_Source information_
====
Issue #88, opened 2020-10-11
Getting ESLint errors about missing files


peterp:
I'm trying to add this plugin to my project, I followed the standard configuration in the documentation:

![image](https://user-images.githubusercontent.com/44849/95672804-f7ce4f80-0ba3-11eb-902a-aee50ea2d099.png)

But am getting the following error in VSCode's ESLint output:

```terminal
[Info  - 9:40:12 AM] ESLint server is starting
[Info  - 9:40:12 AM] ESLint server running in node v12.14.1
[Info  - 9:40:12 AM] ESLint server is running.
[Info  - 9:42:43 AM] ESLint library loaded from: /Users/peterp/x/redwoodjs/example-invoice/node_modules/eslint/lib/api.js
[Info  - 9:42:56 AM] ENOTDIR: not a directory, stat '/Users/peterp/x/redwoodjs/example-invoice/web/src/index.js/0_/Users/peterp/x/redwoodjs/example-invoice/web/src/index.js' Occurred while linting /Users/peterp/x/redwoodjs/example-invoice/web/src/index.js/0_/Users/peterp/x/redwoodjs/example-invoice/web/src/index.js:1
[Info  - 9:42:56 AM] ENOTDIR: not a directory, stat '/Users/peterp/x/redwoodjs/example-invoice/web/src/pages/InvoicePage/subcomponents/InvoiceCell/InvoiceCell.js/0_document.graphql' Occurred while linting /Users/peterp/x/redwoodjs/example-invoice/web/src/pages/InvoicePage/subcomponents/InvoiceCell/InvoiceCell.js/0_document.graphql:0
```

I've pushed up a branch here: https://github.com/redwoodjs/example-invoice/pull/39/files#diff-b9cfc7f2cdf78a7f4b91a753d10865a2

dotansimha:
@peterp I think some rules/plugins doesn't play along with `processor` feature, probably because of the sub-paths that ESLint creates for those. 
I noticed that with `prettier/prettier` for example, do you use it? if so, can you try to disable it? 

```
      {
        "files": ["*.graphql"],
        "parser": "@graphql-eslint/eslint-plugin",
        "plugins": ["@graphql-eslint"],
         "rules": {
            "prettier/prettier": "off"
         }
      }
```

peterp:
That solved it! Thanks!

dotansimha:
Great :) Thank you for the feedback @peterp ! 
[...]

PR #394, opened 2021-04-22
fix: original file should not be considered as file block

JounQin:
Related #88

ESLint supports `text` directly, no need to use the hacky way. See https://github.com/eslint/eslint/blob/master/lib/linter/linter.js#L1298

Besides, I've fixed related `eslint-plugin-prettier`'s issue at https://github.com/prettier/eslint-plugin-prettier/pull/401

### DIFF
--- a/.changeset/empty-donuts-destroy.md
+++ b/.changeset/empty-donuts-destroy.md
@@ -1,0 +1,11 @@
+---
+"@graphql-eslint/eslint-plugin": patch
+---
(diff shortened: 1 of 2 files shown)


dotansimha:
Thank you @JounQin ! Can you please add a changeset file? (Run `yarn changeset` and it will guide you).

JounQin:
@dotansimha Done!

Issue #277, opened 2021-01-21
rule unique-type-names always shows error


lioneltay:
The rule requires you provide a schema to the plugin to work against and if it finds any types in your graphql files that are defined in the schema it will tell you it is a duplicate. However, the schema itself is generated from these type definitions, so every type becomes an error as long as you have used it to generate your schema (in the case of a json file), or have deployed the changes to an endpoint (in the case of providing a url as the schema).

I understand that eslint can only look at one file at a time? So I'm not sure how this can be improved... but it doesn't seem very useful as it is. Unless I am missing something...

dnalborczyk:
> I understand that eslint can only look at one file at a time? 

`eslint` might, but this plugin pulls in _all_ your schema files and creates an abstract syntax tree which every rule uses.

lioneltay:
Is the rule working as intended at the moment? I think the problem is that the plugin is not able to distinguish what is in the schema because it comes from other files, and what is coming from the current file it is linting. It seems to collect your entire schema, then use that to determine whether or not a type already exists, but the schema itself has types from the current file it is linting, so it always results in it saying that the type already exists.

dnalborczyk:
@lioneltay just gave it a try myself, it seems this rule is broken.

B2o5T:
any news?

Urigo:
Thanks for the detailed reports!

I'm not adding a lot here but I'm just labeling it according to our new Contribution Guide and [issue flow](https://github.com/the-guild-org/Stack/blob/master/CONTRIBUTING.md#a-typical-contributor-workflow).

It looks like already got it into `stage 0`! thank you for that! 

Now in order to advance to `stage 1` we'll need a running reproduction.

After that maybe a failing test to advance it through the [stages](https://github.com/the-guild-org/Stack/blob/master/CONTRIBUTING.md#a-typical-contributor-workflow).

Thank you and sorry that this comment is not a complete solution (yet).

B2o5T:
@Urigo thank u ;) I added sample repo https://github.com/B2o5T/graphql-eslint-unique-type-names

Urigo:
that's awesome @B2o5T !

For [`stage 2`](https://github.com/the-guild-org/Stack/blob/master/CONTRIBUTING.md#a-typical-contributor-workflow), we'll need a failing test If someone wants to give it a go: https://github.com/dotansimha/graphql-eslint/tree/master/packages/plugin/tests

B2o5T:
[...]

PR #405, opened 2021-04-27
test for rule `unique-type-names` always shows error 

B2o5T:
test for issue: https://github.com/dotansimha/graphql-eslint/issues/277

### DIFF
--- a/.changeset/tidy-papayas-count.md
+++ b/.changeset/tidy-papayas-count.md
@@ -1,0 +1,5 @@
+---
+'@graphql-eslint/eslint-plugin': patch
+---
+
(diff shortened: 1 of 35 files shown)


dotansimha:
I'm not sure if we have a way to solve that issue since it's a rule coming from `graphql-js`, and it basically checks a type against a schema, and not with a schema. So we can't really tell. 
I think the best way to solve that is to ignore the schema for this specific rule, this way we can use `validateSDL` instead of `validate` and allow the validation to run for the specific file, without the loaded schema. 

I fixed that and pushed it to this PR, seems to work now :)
====
An exact reproduction of the listing is required, covering every entry.

_Response area_
Issue #88, opened 2020-10-11
Getting ESLint errors about missing files


peterp:
I'm trying to add this plugin to my project, I followed the standard configuration in the documentation:

![image](https://user-images.githubusercontent.com/44849/95672804-f7ce4f80-0ba3-11eb-902a-aee50ea2d099.png)

But am getting the following error in VSCode's ESLint output:

```terminal
[Info  - 9:40:12 AM] ESLint server is starting
[Info  - 9:40:12 AM] ESLint server running in node v12.14.1
[Info  - 9:40:12 AM] ESLint server is running.
[Info  - 9:42:43 AM] ESLint library loaded from: /Users/peterp/x/redwoodjs/example-invoice/node_modules/eslint/lib/api.js
[Info  - 9:42:56 AM] ENOTDIR: not a directory, stat '/Users/peterp/x/redwoodjs/example-invoice/web/src/index.js/0_/Users/peterp/x/redwoodjs/example-invoice/web/src/index.js' Occurred while linting /Users/peterp/x/redwoodjs/example-invoice/web/src/index.js/0_/Users/peterp/x/redwoodjs/example-invoice/web/src/index.js:1
[Info  - 9:42:56 AM] ENOTDIR: not a directory, stat '/Users/peterp/x/redwoodjs/example-invoice/web/src/pages/InvoicePage/subcomponents/InvoiceCell/InvoiceCell.js/0_document.graphql' Occurred while linting /Users/peterp/x/redwoodjs/example-invoice/web/src/pages/InvoicePage/subcomponents/InvoiceCell/InvoiceCell.js/0_document.graphql:0
```

I've pushed up a branch here: https://github.com/redwoodjs/example-invoice/pull/39/files#diff-b9cfc7f2cdf78a7f4b91a753d10865a2

dotansimha:
@peterp I think some rules/plugins doesn't play along with `processor` feature, probably because of the sub-paths that ESLint creates for those. 
I noticed that with `prettier/prettier` for example, do you use it? if so, can you try to disable it? 

```
      {
        "files": ["*.graphql"],
        "parser": "@graphql-eslint/eslint-plugin",
        "plugins": ["@graphql-eslint"],
         "rules": {
            "prettier/prettier": "off"
         }
      }
```

peterp:
That solved it! Thanks!

dotansimha:
Great :) Thank you for the feedback @peterp ! 
[...]

PR #394, opened 2021-04-22
fix: original file should not be considered as file block

JounQin:
Related #88

ESLint supports `text` directly, no need to use the hacky way. See https://github.com/eslint/eslint/blob/master/lib/linter/linter.js#L1298

Besides, I've fixed related `eslint-plugin-prettier`'s issue at https://github.com/prettier/eslint-plugin-prettier/pull/401

### DIFF
--- a/.changeset/empty-donuts-destroy.md
+++ b/.changeset/empty-donuts-destroy.md
@@ -1,0 +1,11 @@
+---
+"@graphql-eslint/eslint-plugin": patch
+---
(diff shortened: 1 of 2 files shown)


dotansimha:
Thank you @JounQin ! Can you please add a changeset file? (Run `yarn changeset` and it will guide you).

JounQin:
@dotansimha Done!

Issue #277, opened 2021-01-21
rule unique-type-names always shows error


lioneltay:
The rule requires you provide a schema to the plugin to work against and if it finds any types in your graphql files that are defined in the schema it will tell you it is a duplicate. However, the schema itself is generated from these type definitions, so every type becomes an error as long as you have used it to generate your schema (in the case of a json file), or have deployed the changes to an endpoint (in the case of providing a url as the schema).

I understand that eslint can only look at one file at a time? So I'm not sure how this can be improved... but it doesn't seem very useful as it is. Unless I am missing something...

dnalborczyk:
> I understand that eslint can only look at one file at a time? 

`eslint` might, but this plugin pulls in _all_ your schema files and creates an abstract syntax tree which every rule uses.

lioneltay:
Is the rule working as intended at the moment? I think the problem is that the plugin is not able to distinguish what is in the schema because it comes from other files, and what is coming from the current file it is linting. It seems to collect your entire schema, then use that to determine whether or not a type already exists, but the schema itself has types from the current file it is linting, so it always results in it saying that the type already exists.

dnalborczyk:
@lioneltay just gave it a try myself, it seems this rule is broken.

B2o5T:
any news?

Urigo:
Thanks for the detailed reports!

I'm not adding a lot here but I'm just labeling it according to our new Contribution Guide and [issue flow](https://github.com/the-guild-org/Stack/blob/master/CONTRIBUTING.md#a-typical-contributor-workflow).

It looks like already got it into `stage 0`! thank you for that! 

Now in order to advance to `stage 1` we'll need a running reproduction.

After that maybe a failing test to advance it through the [stages](https://github.com/the-guild-org/Stack/blob/master/CONTRIBUTING.md#a-typical-contributor-workflow).

Thank you and sorry that this comment is not a complete solution (yet).

B2o5T:
@Urigo thank u ;) I added sample repo https://github.com/B2o5T/graphql-eslint-unique-type-names

Urigo:
that's awesome @B2o5T !

For [`stage 2`](https://github.com/the-guild-org/Stack/blob/master/CONTRIBUTING.md#a-typical-contributor-workflow), we'll need a failing test If someone wants to give it a go: https://github.com/dotansimha/graphql-eslint/tree/master/packages/plugin/tests

B2o5T:
[...]

PR #405, opened 2021-04-27
test for rule `unique-type-names` always shows error 

B2o5T:
test for issue: https://github.com/dotansimha/graphql-eslint/issues/277

### DIFF
--- a/.changeset/tidy-papayas-count.md
+++ b/.changeset/tidy-papayas-count.md
@@ -1,0 +1,5 @@
+---
+'@graphql-eslint/eslint-plugin': patch
+---
+
(diff shortened: 1 of 35 files shown)


dotansimha:
I'm not sure if we have a way to solve that issue since it's a rule coming from `graphql-js`, and it basically checks a type against a schema, and not with a schema. So we can't really tell. 
I think the best way to solve that is to ignore the schema for this specific rule, this way we can use `validateSDL` instead of `validate` and allow the validation to run for the specific file, without the loaded schema. 

I fixed that and pushed it to this PR, seems to work now :)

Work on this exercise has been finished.